What the task asks — Write down each entry precisely as given.

Stored items:
◇ ◇ ◇
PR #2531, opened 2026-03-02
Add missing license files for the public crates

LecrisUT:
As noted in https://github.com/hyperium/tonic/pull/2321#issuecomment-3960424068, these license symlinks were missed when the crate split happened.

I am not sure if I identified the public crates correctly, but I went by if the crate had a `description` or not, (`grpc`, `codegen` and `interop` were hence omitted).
◇ ◇ ◇
Answer space —
PR #2531, opened 2026-03-02
Add missing license files for the public crates

LecrisUT:
As noted in https://github.com/hyperium/tonic/pull/2321#issuecomment-3960424068, these license symlinks were missed when the crate split happened.

I am not sure if I identified the public crates correctly, but I went by if the crate had a `description` or not, (`grpc`, `codegen` and `interop` were hence omitted).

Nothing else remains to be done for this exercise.